■ Given records ■
PR #1309, opened 2020-08-02
Extract component preprocessor

ang-zeyu:

• [x] Other, please explain:

Another part of https://github.com/MarkBind/markbind/issues/810 (leaving `render` and a few other utility methods to refactor out in `Parser.js`)

- make `componentPreprocessor` a class to avoid passing configuration parameters all throughout its methods
- move `includeFile` into `componentPreprocessor` to consolidate functionality
- adapt tests

na

**Testing instructions:**
- `npm run test` passes

Extract componentPreprocessor into a class

The includeFile process depends on heavily on configuration parameters
being passed repeatedly throughout its functions (in
componentPreprocessor).
Let's make componentPreprocessor a class instead, passing these
configurations as instance properties.

The Page model's included sources are collected in instance properties
of Parser and then reconsolidated in page generation.
Let's create a PageSources model to hold these properties instead, and
correspondingly move them to the ComponentPreprocessor class.
This clearly defines the schema and purpose of a Page's sources.

The entry point to ComponentPreprocessor resides in the includeFile
method, which resides in Parser.
Let's move this to the ComponentPreprocessor class to benefit from the
instance properties, and also to consolidate include functionality
as well.


ang-zeyu:
@marvinchin just an update on the changes here: rather large diff (hence difficult to review), but mostly just syntactic indentation / whitespace diffs. 🙂 

The change here mainly is **a.** to make `componentPreprocessor` a class (hence the diffs) **b.** "cut and paste" `includeFile` out of `Parser.js` so we can remove `Parser.js` entirely (as part of #810).

Will be dealing with the remaining methods in `Parser.js` in 2 more upcoming PRs!

PR #1312, opened 2020-08-02
Refactor parser utility functions

ang-zeyu:

• [x] Other, please explain: Follow up to #1310, last part of `parser.js` of #810 

- Move `processDynamicResources` into `convertRelativeLinks` under `ComponentParser` (slight ~3% perf improvement here)
- Cut and paste `unwrapIncludeSrc` into `Page.js`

■ What you should do ■
Restate word for word the lines in the material above from the one with "The change here" to the one with "PR #1312, opened 2020-08-02"; both of those lines count, and nothing else does.

■ Solved exercise ■
The change here mainly is **a.** to make `componentPreprocessor` a class (hence the diffs) **b.** "cut and paste" `includeFile` out of `Parser.js` so we can remove `Parser.js` entirely (as part of #810).

Will be dealing with the remaining methods in `Parser.js` in 2 more upcoming PRs!

PR #1312, opened 2020-08-02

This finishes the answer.